ACTIVITY: Take each line of the listing that has the string "have" and report it.

DATA RECORDS:
PR #911, opened 2016-08-22
Add licensing information for the transitive dependencies of Chef Server

sersut:
This PR contains the minor fixes to the software definitions which will enable Chef Server to collect licensing information of transitive dependencies. Fixes are generally in one of the two nature:

1-) Include a `bundle install` so that we create the `Gemfile.lock` which is used by license_scout to collect the license information of dependencies.
2-) Include `skip_transitive_dependency_licensing` for the software which does not need license collection for transitive dependencies.

You can read https://github.com/chef/omnibus/pull/705 about the details of the licensing feature. Also notice that https://github.com/chef/license_scout/pull/15 and https://github.com/chef/omnibus-software/pull/716 are the accompanying PRs and once approved I will fix the `Gemfile` before merging this. 

With these we will have 3 things remaining in Chef Server which I will fix with subsequent PRs. Wanted to get this big set in before it gets even bigger 😄 The remaining things are:

- [x] Implement license collection via Berkshelf in license_scout and fix this error.
- [x] Fix a bug in license_scout which can interpret `BUNDLE_PATH` while collecting licenses and fix this issue:
- [x] Add license overrides for perl dependencies and fix errors in https://gist.github.com/sersut/2f826a14db412f2321f29f4bbc0e7984

/cc: @danielsdeleo @ryancragun @chef/chef-server-maintainers

### DIFF
--- a/omnibus/config/software/private-chef-cookbooks.rb
+++ b/omnibus/config/software/private-chef-cookbooks.rb
@@ -29,8 +29,7 @@ build do
       " -v 2.1.3" \
       " --no-rdoc --no-ri", env: env
 
-  command "berks vendor #{install_dir}/embedded/cookbooks",
-          env: env, cwd: "#{project_dir}/private-chef"
+  command "berks vendor #{install_dir}/embedded/cookbooks", env: env
 
   block do
     fips_enabled = (project.overrides[:fips] && project.overrides[:fips][:enabled]) || false
--- a/omnibus/config/software/private-chef-cookbooks.rb
+++ b/omnibus/config/software/private-chef-cookbooks.rb
@@ -29,7 +29,6 @@ build do
       " -v 2.1.3" \
       " --no-rdoc --no-ri", env: env
 
-
   command "berks vendor #{install_dir}/embedded/cookbooks",
           env: env, cwd: "#{project_dir}/private-chef"
 
--- a/omnibus/Gemfile
+++ b/omnibus/Gemfile
@@ -8,7 +8,8 @@ gem 'bundler', '>1.10'
 # Install omnibus software
 group :omnibus do
   gem 'omnibus', github: 'chef/omnibus'
-  gem 'omnibus-software', github: 'chef/omnibus-software'
+  gem 'omnibus-software', github: 'chef/omnibus-software', branch: 'sersut/chef-server-dep-licensing'
+  gem 'license_scout', github: 'chef/license_scout', branch: 'sersut/chef-server-fixup'
 end
 
 group :test do
--- a/omnibus/Gemfile
+++ b/omnibus/Gemfile
@@ -8,8 +8,8 @@ gem 'bundler', '>1.10'
 # Install omnibus software
 group :omnibus do
   gem 'omnibus', github: 'chef/omnibus'
-  gem 'omnibus-software', github: 'chef/omnibus-software', branch: 'sersut/chef-server-dep-licensing'
-  gem 'license_scout', github: 'chef/license_scout', branch: 'sersut/chef-server-fixup'
+  gem 'omnibus-software', github: 'chef/omnibus-software'
+  gem 'license_scout', github: 'chef/license_scout'
 end
 
 group :test do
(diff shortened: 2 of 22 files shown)


sersut:
http://wilson.ci.chef.co/job/chef-server-12-build/395/ is the build with these changes.

danielsdeleo:
changes lgtm 👍

omnibus/config/software/private-chef-cookbooks.rb
```diff
@@ -29,7 +29,6 @@
       " -v 2.1.3" \
       " --no-rdoc --no-ri", env: env
 
-
```
marcparadise: Do we need it here as well?

marcparadise:
Just the one question, but lgtm 

:+1:

omnibus/config/software/private-chef-cookbooks.rb
sersut: We have a berkshelf based license collector in the works too so we need to leave this definition alone for now 😄

stevendanna:
> The reason we are making this change is because licensing. license_scout gem that we use to gather licenses of transitive dependencies expects to find the files of the used dependency manager (berkshelf in this case) at the root of the repo. 

> This project seems to be the only project that does not place these files under the root so instead of creating special options in omnibus and license_scout, this commit reorders the directory structure of 'files/private-chef-cookbooks'.

I might be misunderstand how this project is different from others.  In my view, the old organizations (the cookbooks in named directories under the cookbook dir) matches a number of other projects:

https://github.com/chef/opscode-pushy-server/tree/master/omnibus/files/pushy-server-cookbooks
https://github.com/chef/oc_reporting/tree/master/omnibus/files/cookbooks
https://github.com/chef/chef-manage/tree/master/omnibus/files/cookbooks
https://github.com/chef/chef-analytics/tree/master/omnibus/files/cookbooks

However, I am the first to admit that I hate the current organization of the cookbooks.  If we are going to go through the trouble of moving them, maybe lets move them to the top of the directory tree or as a subdirectory of `src/` so that they are more clearly next to the other core application code?

sersut:
Thanks for checking this out @stevendanna. Did not know the directory structure of other projects 😄 

From licensing point of view what we need is to have the `Berksfile` and `Berksfile.lock` under the source directory specified in the software DSL:
```
source path: "#{project.files_path}/#{name}"
```
Thinking about it now, instead of moving the cookbooks around I can update `source` to be `path: "#{project.files_path}/#{name}/private-chef"`.

I can also relocate them under the `src` or another directory too. Let me know 😄

sersut:
Actually on second thought, I will need to put the `chef-ha-drbd` cookbook into a place where I can refer with a partial path in the `Berksfile`. So I need to at least relocate `chef-ha-drbd` into a sub directory of `private-chef`.

stevendanna:
@sersut I wonder if it would be possible to write a Berksfile that could just live next to both ie.

```
some_root_dir
| - Berksfile
| - private-chef/
| - chef-ha-drbd/
```

sersut:
Hrmm sweet idea. Will 👀 into it.

sersut:
@stevendanna LMK what you think about this. This should be the final set. CI run is [here](http://wilson.ci.chef.co/job/chef-server-12-trigger-ad_hoc/230/downstreambuildview/).

stevendanna:
👍 (Reminder: Gemfile still needs to be fixed up)

danielsdeleo:
Changes since last review lgtm 👍

sersut:
Found an issue with rebar based license collection and update the `Gemfile.lock` one more time to be able to test the rebar fix. It is at https://github.com/chef/license_scout/pull/19 incase you are interested 😄

sersut:
http://wilson.ci.chef.co/job/chef-server-12-trigger-ad_hoc/242/downstreambuildview/ is a full green run with this change. 

Since the required omnibus changes are bumping the `SERIAL_NUMBER` of the git cache,  I will be merging these changes towards EOD today so that git caches can warm up during the silent hours.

EXPECTED ANSWER:
With these we will have 3 things remaining in Chef Server which I will fix with subsequent PRs. Wanted to get this big set in before it gets even bigger 😄 The remaining things are:
sersut: We have a berkshelf based license collector in the works too so we need to leave this definition alone for now 😄
From licensing point of view what we need is to have the `Berksfile` and `Berksfile.lock` under the source directory specified in the software DSL:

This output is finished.